PR #116, opened 2022-01-10
Normalize Match All

AsafMah:
Change Matchall to return "true" instead of null, so it would work with complex kusto expressions.


eladiw (approved):

eladiw:
@tomconte this fixes the sub issue in the filters pr, where if you put * in the filter text box you get an error

tomconte (approved):
Looks good, thanks!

..............................

YOUR OBJECTIVE
Nothing but the lines from the one containing "Normalize Match All" through the final line of the data above is to be reproduced, each exactly as written.

EXERCISE ANSWER
Normalize Match All

AsafMah:
Change Matchall to return "true" instead of null, so it would work with complex kusto expressions.


eladiw (approved):

eladiw:
@tomconte this fixes the sub issue in the filters pr, where if you put * in the filter text box you get an error

tomconte (approved):
Looks good, thanks!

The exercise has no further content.